■ **TASK BRIEF**:
Below are the records. Count the lines containing the string "start", and reply with the number alone.

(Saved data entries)
PR #3555, opened 2022-03-24
Rework the userdirectory-brightspace module

kristofkeppens:
This fixes the userdirectory module to work with the latest version of the brightspace api, reworks the way it works ( identical to the canvas userprovider ) so you retrieve the user roles in an identical fashion to the roles you get via LTI.


gregorydlogan:
I don't really have a way to test this, but considering you're using this in production I'm going to assume it works :)

PR #3567, opened 2022-03-24
Fix workflow definition installation

mtneug:
When installing workflow definitions there is a chance that a workflow
definition which fails to load will result in stalling the boot of
further services. This happens when the faulty workflow definition is
loaded last and the `ReadinessIndicator` service is not registered.
This rearranges the code to make sure the service is always registered
when the last workflow definition was handled.

### Your pull request should…

* [ ] have a concise title
* [ ] pass automated tests


mliradelc:
I think this PR is very important because it's a big bug, maybe with @joneug we should make a new release of opencast to address this asap.

I'm trying to trigger the bug, but I can't. I have seen this bug before, @mtneug Have you any tips on how to trigger more easily the bug?

mtneug:
Most should hopefully not be affected so I would not create a new release just for that. I see this when testing locally with multiple tenants and workflow definitions that only belong to a specific org. In this case, it could be the case that the org is not yet created so the installation of the workflow definition will fail.

To trigger this, you could introduce a syntax error or org that does not exist in all/most workflow definitions.

PR #3586, opened 2022-03-29
Auto-generated series for Capture Agents

Alaschinger:
Integrated code from switchcast in the ingest-service module to auto-generate a series, if an event without series is ingested. Events without series may be inaccessible for users without admin rights. So this patch provides, that people with rights to the CA have access to the respective series and the contained events.


etc/org.opencastproject.ingest.impl.IngestServiceImpl.cfg
```diff
@@ -54,3 +54,9 @@
 #org.opencastproject.download.source = http://localhost/.*
 #org.opencastproject.download.user = opencast_system_account
 #org.opencastproject.download.password = CHANGE_ME
+
+# Control if events without series are added to an auto generated CA series. This ensures that an event without series is accessible for users with rights to the CA.
+#
+# Default: false
```
lkiesow: I think this does something else. It's a prefix, not a boolean. Though, having this unset will disable the functionality. Also, the default is not `false` but EMPTY.

modules/ingest-service-impl/src/main/java/org/opencastproject/ingest/impl/IngestServiceImpl.java
```diff
@@ -1949,4 +1976,83 @@ public Track xapply(Job job) throws MediaPackageException {
...
+    }
+    //Get capture agent name
+    String captureAgentId = null;
+    Catalog[] catalog = mp.getCatalogs(MediaPackageElementFlavor.flavor("dublincore", "episode"));
+    if (catalog.length == 1) {
+      try (InputStream catalogInputStream = workingFileRepository.get(mp.getIdentifier().toString(), catalog[0].getIdentifier())) {
+        DublinCoreCatalog dc = dublinCoreService.load(catalogInputStream);
+        captureAgentId = getCaptureAgent(dc);
+      } catch (Exception e) {
+        logger.warn("Unable to determine capture agent name", e);
```
lkiesow: Will this cause a warning being logged every time someone ingests something not from a capture agent?

lkiesow (changes requested):

lkiesow (approved):

PR #3603, opened 2022-03-31
Termination service persists maintenance

### LINKED ISSUE #3602: Termination State Services leaves nodes in maintenance mode
**Describe the bug**
The termination state service puts a node into maintenance mode while if completes jobs and terminates. If a node is started with the same IP with will start in the maintenance mode and not accept jobs.

**To Reproduce**
Run AWS autoscaling nodes in a small enough subnet that when terminated the same internal IP address will be reused. The new instance will start is the maintenance mode of the previous.

**Environment Information**
AWS autoscaling with termination state service enabled

JamesUoM:
Fixes #3602 Termination State Services leaves nodes in maintenance mode

Check on start up that host is not in maintenance, due to state from a previous instance


JamesUoM:
I'm out of practice, against wrong branch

■ **EXERCISE RESULT**:
3